**About this task**.
Could you please retype all of the data below exactly?

**Listed entries**.
──────────

PR #237, opened 2016-07-19
Improving performance by making direct calls to hook objects

trashhalo:
roadhog_paris___overwatch_by_plank_69-d9apg7f

So I was profiling preact in uibench and one of the top hot areas is calling the **hook** function.

## [Inferno](https://github.com/trueadm/inferno/blob/61ab85c780b0e4938f8f8166bdbeb9f918cde5e4/src/DOM/utils.js#L247)
```javascript
if (!isNullOrUndefined(hooks.created)) {
  hooks.created(dom);
}
```
## [Preact](https://github.com/developit/preact/blob/master/src/hooks.js#L14)
```javascript
export function hook(obj, name, a, b, c) {
	if (obj[name]) return obj[name](a, b, c);
}
// ...
if (empty(b) || mountAll) {
	hook(component, 'componentWillMount');
}
```

In inferno each place that calls a hook does its own if check and calls the hook via a dot call. Its unclear to me if its the extra function call or its the dot notation vs bracket lookup that's the issue here but I swapped out preact's implementation for the style inferno's doing and we seem to be getting a 5-10% speed bump. 

Other small note I left the hook calls that were weirder to me. Like the options hook stuff and the ATTR hook stuff. Wasnt clear if I could cleanly swap them out for dot calls.

# Bench: Left Column my branch. Right is master
ui benchmark

### DIFF
--- a/src/component.js
+++ b/src/component.js
@@ -1,5 +1,4 @@
 import { FORCE_RENDER } from './constants';
-import { hook } from './hooks';
 import { extend, clone, isFunction } from './util';
 import { createLinkedState } from './linked-state';
 import { triggerComponentRender, renderComponent } from './vdom/component';
@@ -26,7 +25,7 @@ export function Component(props, context) {
 	/** @type {object} */
 	this.props = props;
 	/** @type {object} */
-	this.state = hook(this, 'getInitialState') || {};
+	this.state = this.getInitialState && this.getInitialState() || {};
 }
 
 
--- a/src/hooks.js
+++ b/src/hooks.js
@@ -3,13 +3,5 @@ import options from './options';
 
 /** Invoke a hook on the `options` export. */
 export function optionsHook(name, a) {
-	return hook(options, name, a);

──────────

**Solution**.
PR #237, opened 2016-07-19
Improving performance by making direct calls to hook objects

trashhalo:
roadhog_paris___overwatch_by_plank_69-d9apg7f

So I was profiling preact in uibench and one of the top hot areas is calling the **hook** function.

## [Inferno](https://github.com/trueadm/inferno/blob/61ab85c780b0e4938f8f8166bdbeb9f918cde5e4/src/DOM/utils.js#L247)
```javascript
if (!isNullOrUndefined(hooks.created)) {
  hooks.created(dom);
}
```
## [Preact](https://github.com/developit/preact/blob/master/src/hooks.js#L14)
```javascript
export function hook(obj, name, a, b, c) {
	if (obj[name]) return obj[name](a, b, c);
}
// ...
if (empty(b) || mountAll) {
	hook(component, 'componentWillMount');
}
```

In inferno each place that calls a hook does its own if check and calls the hook via a dot call. Its unclear to me if its the extra function call or its the dot notation vs bracket lookup that's the issue here but I swapped out preact's implementation for the style inferno's doing and we seem to be getting a 5-10% speed bump. 

Other small note I left the hook calls that were weirder to me. Like the options hook stuff and the ATTR hook stuff. Wasnt clear if I could cleanly swap them out for dot calls.

# Bench: Left Column my branch. Right is master
ui benchmark

### DIFF
--- a/src/component.js
+++ b/src/component.js
@@ -1,5 +1,4 @@
 import { FORCE_RENDER } from './constants';
-import { hook } from './hooks';
 import { extend, clone, isFunction } from './util';
 import { createLinkedState } from './linked-state';
 import { triggerComponentRender, renderComponent } from './vdom/component';
@@ -26,7 +25,7 @@ export function Component(props, context) {
 	/** @type {object} */
 	this.props = props;
 	/** @type {object} */
-	this.state = hook(this, 'getInitialState') || {};
+	this.state = this.getInitialState && this.getInitialState() || {};
 }
 
 
--- a/src/hooks.js
+++ b/src/hooks.js
@@ -3,13 +3,5 @@ import options from './options';
 
 /** Invoke a hook on the `options` export. */
 export function optionsHook(name, a) {
-	return hook(options, name, a);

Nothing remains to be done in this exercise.